Kant was German. As was Hegel. And Marx. Maybe it's just me, but I'd say that
the history (including that of intellectual thought) of the last 200 years
would be completely different if it weren't for these 3 guys.

------
DanielN
I'm not sure I understand the impetus for articles like this. It's the same as
the articles arguing why Taiwan's education system is better than the US' or
arguing that Canada's healthcare system is better.

Certainly it is valuable and important to understand foreign policy systems
and lessons can be learned from these observations. But it is equally
important to remember that they are foreign systems.
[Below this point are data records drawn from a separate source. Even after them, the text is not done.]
PR #216, opened 2025-02-25
Add with to PlainYearMonth

sebastianjacmatt:
Worked with @HenrikTennebekk on #143

We encountered an issue in `temporal_capi/src/plain_year_month.rs`.
Error: 
the trait From<options::ffi::ArithmeticOverflow> is not implemented for Option<temporal_rs::options::ArithmeticOverflow>

Unsure how to fix this.

Issue #143, opened 2024-12-25
Implement `with` method for `PlainYearMonth`


nekevss:
This is related to ongoing work for #15

`PlainYearMonth::with` needs to be implemented.

sebastianjacmatt:
Currently working on this issue

PR #231, opened 2025-03-02
Add with to PlainYearMonth

sebastianjacmatt:
Restructured pull request of #216

Worked with @HenrikTennebekk on #143 

Had to change temporal_capi/plain_year_month.rs hope this is fine?

### DIFF
--- a/src/builtins/core/date.rs
+++ b/src/builtins/core/date.rs
@@ -78,6 +78,7 @@ impl PartialDate {
         })
     }
 
+    crate::impl_with_fallback_method!(with_fallback_year_month, PlainYearMonth);
     crate::impl_with_fallback_method!(with_fallback_date, PlainDate);
     crate::impl_with_fallback_method!(with_fallback_datetime, PlainDateTime);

I am yet to be presented
with an example of a foreign system that would directly transport to the US
and be equally successful.

The US has problems in healthcare, in education and possibly in its economic
systems, but non of it is a result (at least in my opinion) of picking the
wrong policy system. Largely the policy systems countries choose are based on
the demographic, values, economic values, etc. Germany's economic systems work
for Germany because they are build for Germany.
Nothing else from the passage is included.